I think the general question was how to find out about the existence of outer ref sub-query and so on in Django because when you show this I think people are seeing it for the
first time, so maybe to help. This was general. How did you find out about the existence of outer ref and how to use it? Well, we actually have a really heavy API that we need to optimize. It was extremely important to optimize it since it was very used. So
in Django recommendations, there is too short explanation how exactly sub-query and outer ref actually works. Actually, there were a blog post that explains the
behavior of these two properties, but we found it while using it. We just make attempts then print the SQL query and see what happens. And that, for example, how we found
how... Let me check the query set. You need to make group by over the songs for a playlist,
but you need to tell the field that you want the group to be grouped by. You need to group the songs by playlist ID. So how should you say that? The only idea of sub-query and outer ref with aggregation like some is to make group by, but you don't have an interface for it.
It's not explained very well. So the way you do this is to call values or values leave before making an aggregation. So when you say song.objects.values from playlist ID, the select class
will look like select playlist ID from song. Nothing else. Just that. So, once you make values list with the aggregation, it will return group by this field. So this is the way you can actually do it.

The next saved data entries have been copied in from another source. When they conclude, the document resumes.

PR #888, opened 2019-09-30
blowfish: fix -Wundefined-var-template clang warning

rzvncj:
By adding explicit instantiation declarations.


noloader:
Thank you very much.

rzvncj:
No problem, sorry for unwittingly causing the warning previously.

PR #893, opened 2019-10-15
Fix setenv-android.sh and cryptest-android.sh for NDK r19

noloader:
`setenv-android.sh` and `cryptest-android.sh` are current for NDK r19 again.

NDK r17 and below is broken. We'll try to get to it next.


noloader:
Ping @Skycoder42. I think he has suffered these files as much as I have...

PR #897, opened 2019-10-17
config_asm.h: Allow clang-tooling

t-b:
When using cryptopp in your own projects and using clang tooling (e.g.
clang-tidy) for inspecting your project, this currently errors out due to the #error
directive when done on Windows with MS Visual Studio.

The #error directive here is meant for code execution and not for code
inspection.

So we now don't error out  when __clang_analyzer__ is defined. That
macro was introduced into clang tooling in
https://reviews.llvm.org/D46325.


noloader:
Thanks @t-b.

PR #925, opened 2020-01-22
Add vcpkg installation instructions

PhoebeHui:
Cryptopp is available as a port in VCPKG , documenting the install process here will help users get started by providing a single set of commands to build cryptopp, ready to be included in their projects.

VCPKG is a C++ library manager that simplifies installation for cryptopp and other project dependencies, we also test whether our library ports build in various configurations (dynamic, static) on various platforms (OSX, Linux, Windows: x86, x64, UWP, ARM) to keep a wide coverage for users.

I'm a maintainer for vcpkg, and here is what the port script looks like. We try to keep the library maintained as close as possible to the original library.

### DIFF
--- a/Install.txt
+++ b/Install.txt
@@ -82,6 +82,19 @@ Crypto++ does not enagage Specter remediations at this time. You can build with 
 
     CXXFLAGS="-DNDEBUG -g2 -O3 -mfunction-return=thunk -mindirect-branch=thunk" make
 
+BUILDING WITH VCPKG
+-------------------
+
+You can download and install cryptopp using the [vcpkg](https://github.com/Microsoft/vcpkg/) dependency manager:
+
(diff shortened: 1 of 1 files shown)


noloader:
Thank you very much.

PhoebeHui:
Thanks for your help!

noloader:
@PhoebeHui,

Another library you may be interested in providing (if you have not done so) is [Botan](https://github.com/randombit/botan). It is a C++ security and TLS library by Jack Lloyd and his team. It is a hidden gem on the web.

Ping @randombit.

PhoebeHui:
@noloader, thanks for mentioning this, the instructions has been added to [wiki ](https://github.com/randombit/botan/wiki/Distros).

PR #928, opened 2020-01-28
files.cpp Reset file ptr rather than release on init

bgura:
It looks like there was a possible memleak here or perhaps i'm misunderstanding the function of this class. 

Multiple calls to IsolatedInitialize (public function) would call release on the m_file member which removes the ownership of the underlying ostream from m_file and then that instance is lost and never deleted.

It appears m_file is owned by the FileStore class. On Destruction of FileStore, it will free the resource stored in m_file. File store should also be deleting this memory before it assigns a new instance, no?

### DIFF
--- a/files.cpp
+++ b/files.cpp
@@ -23,7 +23,7 @@ void FileStore::StoreInitialize(const NameValuePairs &parameters)
 {
 	m_waiting = false;
 	m_stream = NULLPTR;
-	m_file.release();
+	m_file.reset(nullptr);
 
 	const char *fileName = NULLPTR;
 #if defined(CRYPTOPP_UNIX_AVAILABLE) || _MSC_VER >= 1400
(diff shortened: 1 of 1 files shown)


noloader:
The `FileSource` and `FileSInk` take a reference, not a pointer:

```
FileStore(std::istream &in) : m_stream(NULLPTR), m_space(NULLPTR), m_len(0), m_waiting(0)
    {StoreInitialize(MakeParameters(Name::InputStreamPointer(), &in));}
```

Because they take a reference, the caller owns the object. The caller is responsible for cleaning up the `std::istream` pointer.

If they had taken a pointer, then the `FileSource` and `FileSInk` would own the `std::istream` and they would delete it.

Also see [Pipelines | Ownership](https://www.cryptopp.com/wiki/Pipelining#Ownership) on the Crypto++ wiki.

PR #929, opened 2020-02-07
Add asm code to enable solution Borland/Embarcadero and Issue 500

dafajopa:
returns from cpuid call, OK.
Ok for _WIN64 and _WIN32 (as before) and __APPLE__.

### DIFF
--- a/cpu.cpp
+++ b/cpu.cpp
@@ -172,6 +172,23 @@ bool CpuId(word32 func, word32 subfunc, word32 output[4])
 		// Borland/Embarcadero and Issue 500
 		// Local variables for cpuid output
 		word32 a, b, c, d;
+#if defined(_WIN64)
+		__asm
+		{
+			push rdi
+			push rbx
+			mov eax, func
+			mov ecx, subfunc
+			cpuid
+			mov edi, ebx
+			pop rbx
+			mov b, edi
+			mov a, eax
+			mov c, ecx
+			mov d, edx
+			pop rdi
+		}
+#else
 		__asm
 		{
 			mov eax, func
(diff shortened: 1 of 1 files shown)


noloader:
@dafajopa,

Forgive my ignorance... All the cpuid code I have seen uses 32-bit registers. Why doe Borland need 64-bit code?

noloader:
@dafajopa,

After thinking about this... Do we need a `CPUID64` function for Microsoft platforms, similar to `XGETBV64`? `XGETBV64` is provided in a [MASM file](https://github.com/weidai11/cryptopp/blob/master/x64dll.asm#L1967) because we can't inline it.

dafajopa:
It is possible to move my _WIN64 code to another method (I dont know your organisations).

About the _WIN64 asm code : It's seems the registers in _WIN64 are not used in the same way as in _WIN32.  So I push the 'rbx', because I receive data in 'ebx' from cpuid and it is needed by the "move a/b/c/d , ...". I push 'rdi' because I use 'edi' to transfert data from 'ebx' to 'a'.

About the catch(...) : I don't like it to, but it's the only way I found to enable the code to work on macOS. I haven't put the specific behavior for Android or iOS, but I will do it later.

noloader:
@dafajopa,

I just broke your pull request... Sorry about that.

I added the `CPUID64` function for WIN64. See if you can get Borland into the code path around `cpu.cpp:150`. Borland uses Clang (IIRC) and it may have the Microsoft intrinsics.

```
#if _MSC_VER >= 1600

inline bool CpuId(word32 func, word32 subfunc, word32 output[4])
{
	__cpuidex((int *)output, func, subfunc);
	return true;
}

# elif ...
```

noloader:
@dafajopa,

I just checked in a cleanup of the `CpuId` function. It should be a little easier to follow the conditions. Try to get Borland into the MSVC paths on Windows, and into the Unix and Linux path on OS X.

Also see [Commit dd67e1eee46b](https://github.com/weidai11/cryptopp/commit/dd67e1eee46b).

dafajopa:
OK, I will try with your modificatoin. I will give you a feed back.
I forget, when I compile the library I need to link the library "compiler_rt.a", but everything OK !

You can download a **C++Builder Community Edition** for free.
https://www.embarcadero.com/fr/products/cbuilder/starter

Best regards.

PR #942, opened 2020-03-31
Fix compile warnings

akovachev:
The double semicolons are generating compile errors which breaks builds that have "compile warnings as errors".


noloader:
thanks @akovachev .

Hello. Thanks for the great talk. So you basically found out how to make such queries by trial and error. That's what you're saying? I mean, there are... As I understood, there's no documentation
in Django about the... Yeah, that was the main thing. The other thing was Django documentation, of course. That's the basic and multiple blog posts for... with examples. Thanks.
So do you use MySQL or Postgres for this and do you know if this works the same on both of the bases because Django RM has some issues with MySQL that are not supported
some parts of it. You mean if you want to generate a query which is not supported by the RM or... Yes, this subquery and autoref part does it work on MySQL databases or only on Postgres? Do you know what... Actually, what database do you use on this project?
I think yes. It will work.
Okay, any more questions about
queries? If there are no queries anymore, then we stop. Thank you very much. Give a big hand to the speaker.